No-Knead Crusty White Bread Recipe from King Arthur Flour a BIG Winner with Me!

Delicious toasted and slathered with butter and homemade strawberry jam!
This is a recipe from the King Arthur website.  I came across it and though it sounded promising.  I was not disappointed!  It has the simplest of ingredients and directions.  It appeals to me because you store it in a 5-6 qt. container in the refrigerator for up to a week.  Also it makes 2-4 loaves of bread!  You just pull off the amount of dough you need and let it rise and bake.  Wonderful flavor and crusty and chewy too.  Yum sums it up!

Ingredients for No-Knead Crusty White Bread:

3 C. lukewarm water (about 105 degrees F)
6 1/2 -7 1/5 C. or most accurate of all 32 ounces unbleached all purpose flour
1 tablespoon salt
1 1/2 tablespoons Instant Yeast

The liquid/flour ratio is important in this recipe.  If you measure flour by sprinkling it in a cup and leveling it off, use 7 1/2 cups.  However if you measure flour by scooping the cup into the flour then leveling it off, use 6 1/2 cups.  The most accurate measure is by weight and 32 ounces is the perfect amount of flour!  I got the chance to use my new kitchen scale for the first time and it work out perfectly!

Combine all of the ingredients in a large mixing bowl or large plastic container with a tight fitting lid.  I used a big ice cream bucket!  Perfect! Just stir everything together with a big wooden spoon until combined.  It will make a very sticky rough dough.
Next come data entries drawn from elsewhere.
PR #647, opened 2023-03-07
Synonyms api

lferran:
### Description
This PR adds a new set of services for a Knowledgebox that allow to manage synonyms to use in search.

**DISCLAIMER**: It does NOT include the logic to search by synonyms. This will come in another PR

### How was this PR tested?
Unit and integration tests


lferran:
[ch4358]

nucliadb_protos/python/nucliadb_protos/audit_pb2.pyi
```diff
@@ -3,28 +3,21 @@
...
 import nucliadb_protos.nodereader_pb2
 import nucliadb_protos.resources_pb2
-import sys
 import typing
-
-if sys.version_info >= (3, 10):
-    import typing as typing_extensions
-else:
-    import typing_extensions
+import typing_extensions
```
jotare, line 14: We keep having issues with protos versions. Why are all changed again?

nucliadb/nucliadb/ingest/maindb/driver.py
```diff
@@ -85,3 +86,16 @@ async def keys(
         self, match: str, count: int = DEFAULT_SCAN_LIMIT, include_start: bool = True
     ) -> AsyncGenerator[str, None]:
         raise NotImplementedError()
+
+    @asynccontextmanager
+    async def managed_transaction(self) -> AsyncGenerator[Transaction, None]:
```
jotare, line 91: As an idea for renaming, maybe `transaction` is good enough. The clients will write code like this:
```
with driver.transaction() as txn:
    ...
```

nucliadb/nucliadb/ingest/orm/knowledgebox.py
```diff
@@ -435,6 +435,17 @@ async def del_widgets(self, widget: str):
...
+        pbsyn = await Synonyms(self.txn, self.kbid).get()
+        if pbsyn is not None:
+            synonyms.CopyFrom(pbsyn)
+
+    async def set_synonyms(self, synonyms: PBSynonyms):
+        await Synonyms(self.txn, self.kbid).set(synonyms)
+
+    async def delete_synonyms(self):
+        await Synonyms(self.txn, self.kbid).clear()
+
```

Bread dough in an ice cream bucket! 
Note:  If you choose to dirty up your big mixer use the beater blade and medium speed for only 30 to 60 seconds.

Cover the dough in the bucket or 5-6 quart container and let rise for 2 hours at room temperature.  Next leave covered and refrigerate for at least 2 hours or up to 7 days.  The longer you leave the tangier it will get.

When you are ready to bake sprinkle the top of the dough with flour.  Grease your hands and pull off 1/4, 1/3, or 1/2 of the dough.  Round into a ball and place on a piece of parchment paper.  Sprinkle with a bit more flour and cover with saran or a kitchen towel for the rise.  Let the loaf warm to room temperature and rise until doubled.  One to several hours depending on the temperature of your kitchen.

Preheat the oven to 450 degrees F.  Place the pizza stone or pan you plan to bake on into the oven.  Place a cast iron skillet on the bottom rack of the oven also.

Just before baking slash the top of the bread.  Slide the bread on the parchment onto the hot pan or stone.  Quickly pour at least 1 cup of water into the hot cast iron skillet and quickly close the oven door.  Bake 25-35 minutes until deep golden brown in color.

This would make 4 nice bread boules for soup I am thinking!
When done remove and cool on a rack,  When cold store in an airtight bag.